I've used all kinds of weights like tractor weights and elevator counterweights. I found their surfaces unpredictable, but inside they were nice and grey. Go to an agricultural wrecker or tractor seller or earthmover and ask if they have any orphan front or wheel weights.

Sent from my WP5 Pro using Tapatalk


----------



## Tozguy (Mar 13, 2021)

I have tried two different dumbbell weights. The first one was machinable but just barely. It was impossible to cut threads in it with a tap. I did not want to use that stuff again. 
The second style of dumbbell weight that I tried machied very well. It was perfect in every way for my project. So i bought a second weight just like it for my stock pile.


----------



## TIM-RANEY (Mar 13, 2021)

I would 'second' Dura Bar, but it depends on the end user application. I machined a couple of ~1.5" OD pole pieces for an electromagnet from Dura Bar. It machines nicely; I mostly use WC tooling. Like any cast iron product, it's still messy.


----------



## ErichKeane (Mar 13, 2021)

The best source of 'good' cast iron is cheap used car parts! They are designed to be machined, and are manufactured in high quantities.  Lifting stuff is both expensive (in particular these days!), and crappy cast iron.

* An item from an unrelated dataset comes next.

PR #8506, opened 2018-12-16
Boilerplate for bokeh/plotting directory

HuntJSparra:
- [ ] issues: addresses #8207
- [x] tests added / passed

However, used brake rotors are basically free from most mechanics.  You can get bad/broken cast/machined crank/camshafts at most mechanics or pick and pulls.  Cast pistons are a good source of material as well, and are also dirt cheap.


----------



## nnam (Mar 13, 2021)

I would love to melt some cast iron.  I made a melting furnace before and gave it away during a clean up "madness".

This guy really inspire me to do it again.  In this video he melts cast iron with about a hour of burning:






In this video, he shows a bunch of good source of cast iron for melting:


----------



## C-Bag (Mar 13, 2021)

The problem with brake rotors is not that they are available and cheap, it’s they are not a big chunk of solid cast. Most are riddled with cooling vents and that big hole for the bearings and axel. They can be hard as can be where the pads contacted them. They are a great source of iron for recasting but the OP is not into that.


----------



## ErichKeane (Mar 13, 2021)

C-Bag said:


> The problem with brake rotors is not that they are available and cheap, it’s they are not a big chunk of solid cast. Most are riddled with cooling vents and that big hole for the bearings and axel. They can be hard as can be where the pads contacted them. They are a great source of iron for recasting but the OP is not into that.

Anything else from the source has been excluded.